• Task statement: Print verbatim the opening line of the material and every subsequent line through the one containing "the extra modules".

• Entries provided:
Issue #759, opened 2022-04-25
Move out dependency of rest modules in extra_requires in forte


feipenghe:
**Describe the bug**

We have moved out dependencies of 
PyTorch https://github.com/asyml/forte/issues/741 
Texar https://github.com/asyml/forte/issues/719
and we also need to make sure the rest extra modules are not depended by main forte project.

* transformers
* nltk
* tesnorflow
*  fastapi
* uvicorn
* soundfile
* stave
* rblib

**To Reproduce**
1. Prepare data `...`
2. Run command '....'
3. See error

**Expected behavior**

**Screenshots**

**Environment (please complete the following information):**
 - Python and Package verions: [e.g. Python version, Pytorch version]

**Additional context**

PR #760, opened 2022-04-25
Move out dependency of rest modules in extra_requires in forte

feipenghe:
This PR fixes https://github.com/asyml/forte/issues/759

### Description of changes
* add more import tests that don't depend on the extra module but might be imported unexpectedly
* add try-except import error message the extra modules

After this PR, forte main module no longer depend on extra modules and can report error message correctly when extra modules is needed and not installed.

### Test Conducted
* add more import tests that don't depend on the extra module but might be imported unexpectedly

### DIFF
--- a/.github/workflows/main.yml
+++ b/.github/workflows/main.yml
@@ -112,15 +112,14 @@ jobs:
           fi
   test_backbone:
     runs-on: ubuntu-latest
-    strategy:
-      matrix:
-        python-version: [ 3.6 ]
+    env:
+      python-version: 3.7
     steps:
       - uses: actions/checkout@v2
-      - name: Set up Python ${{ matrix.python-version }}
+      - name: Set up Python ${{ env.python-version }}
         uses: actions/setup-python@v2
         with:
-          python-version: ${{ matrix.python-version }}
+          python-version: ${{ env.python-version }}
       - name: Cache pip
         uses: actions/cache@v2
         with:
--- a/.github/workflows/main.yml
+++ b/.github/workflows/main.yml
@@ -131,14 +131,11 @@ jobs:
           restore-keys: |
             ${{ runner.os }}-pip-
             ${{ runner.os }}-
-      - name: Install Pytest
-        run: |
-          pip install --progress-bar off pytest==5.1.3
       - name: Test backbone Forte import test
         run: |
           # Try to install Forte backbone only and test basic imports.
           pip install --use-feature=in-tree-build --progress-bar off .
-          pytest tests/forte/forte_backbone_test.py
+          python tests/forte/forte_backbone_test.py
 
   test_modules:
     runs-on: ubuntu-latest
--- a/.github/workflows/main.yml
+++ b/.github/workflows/main.yml
@@ -115,8 +115,6 @@ jobs:
     strategy:
       matrix:
         python-version: [ 3.6 ]
-        torch-version: [ 1.5.0 ]
-        tensorflow-version: [ 1.15.0 ]
     steps:
       - uses: actions/checkout@v2
       - name: Set up Python ${{ matrix.python-version }}
--- a/.github/workflows/main.yml
+++ b/.github/workflows/main.yml
@@ -131,6 +131,9 @@ jobs:
           restore-keys: |
             ${{ runner.os }}-pip-
             ${{ runner.os }}-
+      - name: Install Pytest
+        run: |
+          pip install --progress-bar off pytest==5.1.3
       - name: Test backbone Forte import test
         run: |
           # Try to install Forte backbone only and test basic imports.
--- a/.github/workflows/main.yml
+++ b/.github/workflows/main.yml
@@ -72,11 +72,9 @@ jobs:
           rm -rf stave
       - name: Test backbone Forte import test
         run: |
-          pip install --progress-bar off torch==${{ matrix.torch-version }}
           # Try to install Forte backbone only and test basic imports.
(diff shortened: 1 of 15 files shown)


tests/forte/forte_backbone_test.py
```diff
@@ -55,3 +90,59 @@ def test_import_forte_modules(self):
         from forte.process_job import ProcessJob, ProcessJobStatus
         from forte.process_manager import ProcessManager
         from forte.train_pipeline import TrainPipeline
+
+    def test_import_base_data_aug(self):
```
hunterhector, line 94: will data aug require some additional dependencies?

feipenghe: Only few modules under `forte/processors/data_augment` require the extra dependencies. For example,
`forte/processors/data_augment/algorithms/dictionary.py` requires `nltk`
`forte/processors/data_augment/algorithms/machine_translator.py` requires `transformers`

feipenghe: I was also thinking maybe split modules under `forte/processors/data_augment` or other folders to two subfolders one requires extra dependencies and the other doesn't. I am not sure if it's good idea tho.

mylibrar (commented):
I cannot pass the `forte_backbone_test.py` on my local machine:
```
E   ModuleNotFoundError: No module named 'requests'
```
It still can pass the CI because `requests` is required by [coverage codecov](https://github.com/feipenghe/forte/blob/27fa1bfb30c4edc2208d11cf0ccf5ae82ef0daea/.github/workflows/main.yml#L56). I guess we might want a cleaner environment for [`Test backbone Forte import test`](https://github.com/feipenghe/forte/blob/27fa1bfb30c4edc2208d11cf0ccf5ae82ef0daea/.github/workflows/main.yml#L73) in `main.yml` workflow.  

For example, I guess we should remove [`pip instal torch`](https://github.com/feipenghe/forte/blob/27fa1bfb30c4edc2208d11cf0ccf5ae82ef0daea/.github/workflows/main.yml#L75) before running the `forte_backbone_test` in workflow since `pytorch` is already moved out.

tests/forte/forte_backbone_test.py
hunterhector: But it seems that most of the data-aug algorithms in the `forte/processors/data_augment` folder are not in here: https://github.com/asyml/forte/blob/master/forte/processors/data_augment/algorithms/__init__.py. So I guess they won't be automatically imported anyway right?

hunterhector:
> I cannot pass the `forte_backbone_test.py` on my local machine:
> 
> ```
> E   ModuleNotFoundError: No module named 'requests'
> ```
> 
> It still can pass the CI because `requests` is required by [coverage codecov](https://github.com/feipenghe/forte/blob/27fa1bfb30c4edc2208d11cf0ccf5ae82ef0daea/.github/workflows/main.yml#L56). I guess we might want a cleaner environment for [`Test backbone Forte import test`](https://github.com/feipenghe/forte/blob/27fa1bfb30c4edc2208d11cf0ccf5ae82ef0daea/.github/workflows/main.yml#L73) in `main.yml` workflow.
> 
> For example, I guess we should remove [`pip instal torch`](https://github.com/feipenghe/forte/blob/27fa1bfb30c4edc2208d11cf0ccf5ae82ef0daea/.github/workflows/main.yml#L75) before running the `forte_backbone_test` in workflow since `pytorch` is already moved out.

I think the suggestion makes sense. In fact, we should probably put the backbone test into its own job, where we only do:

```
          pip install --use-feature=in-tree-build --progress-bar off .
          pytest tests/forte/forte_backbone_test.py
```

We don't want anything else to affect this, including our workflow packages like `codecov`, `mypy`, `black` etc. Furthermore, we should remove the hacks we used in the workflows. For example, we shouldn't need a line that uninstall pytorch https://github.com/asyml/forte/blob/master/.github/workflows/main.yml#L79

tests/forte/forte_backbone_test.py
feipenghe: That's true. If we only need test from this perspective then `def test_import_base_data_aug(self):` is not needed.

forte/processors/misc/__init__.py
```diff
@@ -18,4 +18,3 @@
 from forte.processors.misc.vocabulary_processor import *
 from forte.processors.misc.delete_overlap_entries import *
 from forte.processors.misc.simple_processors import *
-from forte.processors.misc.remote_processor import *
```
mylibrar, line 21: This might break some code in `stave` (e.g., the [remote handler](https://github.com/mylibrar/stave/blob/master/simple-backend/stave_backend/handlers/nlp.py#L20) used by eliza project). I guess we can put the try-import block of `requests` under `RemoteProcessor.__init__ ` and revert update here and in `remote_processor_test.py`.

.github/workflows/main.yml
```diff
@@ -116,7 +110,32 @@ jobs:
...
             coverage run -m pytest tests/forte/notebooks
           fi
-
+  test_backbone:
+    runs-on: ubuntu-latest
+    strategy:
+      matrix:
+        python-version: [ 3.6 ]
+        torch-version: [ 1.5.0 ]
+        tensorflow-version: [ 1.15.0 ]
```
mylibrar, line 119: Maybe we don't need to put `pytorch` and `tensorflow` here in the matrix since they are not required in this job.

mylibrar (approved):

PR #763, opened 2022-04-26
Increment minor version

mylibrar:
This PR bumps `forte`'s version to `0.2.0`

### DIFF
--- a/forte/version.py
+++ b/forte/version.py
@@ -13,8 +13,8 @@
 # limitations under the License.
 
 _MAJOR = "0"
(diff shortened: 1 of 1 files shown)


hunterhector (commented):
I am checking how setup.py reads this. I find that we should do a small check around here:

https://github.com/asyml/forte/blob/master/setup.py#L16

We need to make sure the version variable should be checked, and throw run time exception if it is not found or not well formated.

hunterhector (approved):

Issue #694, opened 2022-03-23
Implement get_data_with_range in data_store.py


wanglec:
**Is your feature request related to a problem? Please describe.**
This function is used to get data from a data store within a range. It takes in `type_name` and `range_annotation`. The `type_name` is mandatory, where all the entries matching this type will be returned. The `range_annotation` controls the search area of the sub-types. It should support annotation-like types.

**Depends on**
- List issues that this one depends on.

**Describe the solution you'd like**
We first locate the begin and end index of `range_annotation` and bisect the corresponding sortedlist to filter the range. Then, we generate entries within the sortedlist.

**Describe alternatives you've considered**

**Additional context**
- This is part of the data efficiency project
- This PR should be made to the `master` branch.
- After the data tuple class is finished, we may switch to a new branch for integration.

Issue #744, opened 2022-04-18
Fix `get` function in data_store.py


wanglec:
**Is your feature request related to a problem? Please describe.**
The current implementation of the `get` function has three problems. 

- [ ] First, it does not generate annotation-like entries with correct begin/end order, will address in https://github.com/asyml/forte/pull/769
- [ ] Second, it does not have a defined order for non-annotation-like types. 
- [ ] Third, it does not cache the find subtype function.

**Depends on**
- List issues that this one depends on.

**Describe the solution you'd like**
We may use the `co_iterator_annotation_like` function to solve the first problem. 
To solve the second problem, we may sort all subtypes and subsequently generate entries belonging to each subtype.

**Describe alternatives you've considered**

**Additional context**
- This is part of the data efficiency project
- This PR should be made to the `master` branch.
- After the data tuple class is finished, we may switch to a new branch for integration.

PR #769, opened 2022-05-03
Let get function take range annotation

wanglec:
This PR fixes https://github.com/asyml/forte/issues/694 and https://github.com/asyml/forte/issues/744.

### Description of changes
Change the `get` function so that it accepts range annotation, use co-iterator for annotation like, and fix order for non-annotation like subtypes. A helper function that finds the length of entry lists, `get_length(self, type_name: str)`, is also included.

### Test Conducted
Tests are added in data_store_test.py.


forte/data/data_store.py
```diff
@@ -892,27 +911,93 @@ def co_iterator_annotation_like(
...
+                            for m in members:
+                                e = self.__tid_ref_dict[m]
+                                if not within_range(e, range_annotation):
+                                    within = False
+                                    break
+                            if within:
+                                yield entry
         else:
             if type_name not in self.__elements:
                 raise KeyError(f"type {type_name} does not exist")
```
hunterhector, line 1003: 1. we should use check this at the very beginning without going through all the other steps
   - we probably should use `ValueError` since this is an incorrect argument provided from the function signature.
2. what happens if this item is not `Group`, `List`, or `Annotation`?  Maybe we should say we cannot handle.

forte/data/data_store.py
```diff
@@ -759,6 +758,26 @@ def get_entry_index(self, tid: int) -> int:
...
+        Returns:
+            The count of not None entries.
+        """
+        if self._is_annotation(type_name):
+            return len(self.__elements[type_name])
+        else:
+            try:
+                delete_count = self.__deletion_count[type_name]
+            except KeyError:
+                delete_count = 0
```
hunterhector, line 778: you can simply do `delete_count = self.__deletion_count.get(type_name, 0)`, and this whole branch is simply `return len(self.__elements[type_name] - self.__deletion_count.get(type_name, 0)`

• Output for this task:
Issue #759, opened 2022-04-25
Move out dependency of rest modules in extra_requires in forte


feipenghe:
**Describe the bug**

We have moved out dependencies of 
PyTorch https://github.com/asyml/forte/issues/741 
Texar https://github.com/asyml/forte/issues/719
and we also need to make sure the rest extra modules are not depended by main forte project.

* transformers
* nltk
* tesnorflow
*  fastapi
* uvicorn
* soundfile
* stave
* rblib

**To Reproduce**
1. Prepare data `...`
2. Run command '....'
3. See error

**Expected behavior**

**Screenshots**

**Environment (please complete the following information):**
 - Python and Package verions: [e.g. Python version, Pytorch version]

**Additional context**

PR #760, opened 2022-04-25
Move out dependency of rest modules in extra_requires in forte

feipenghe:
This PR fixes https://github.com/asyml/forte/issues/759

### Description of changes
* add more import tests that don't depend on the extra module but might be imported unexpectedly
* add try-except import error message the extra modules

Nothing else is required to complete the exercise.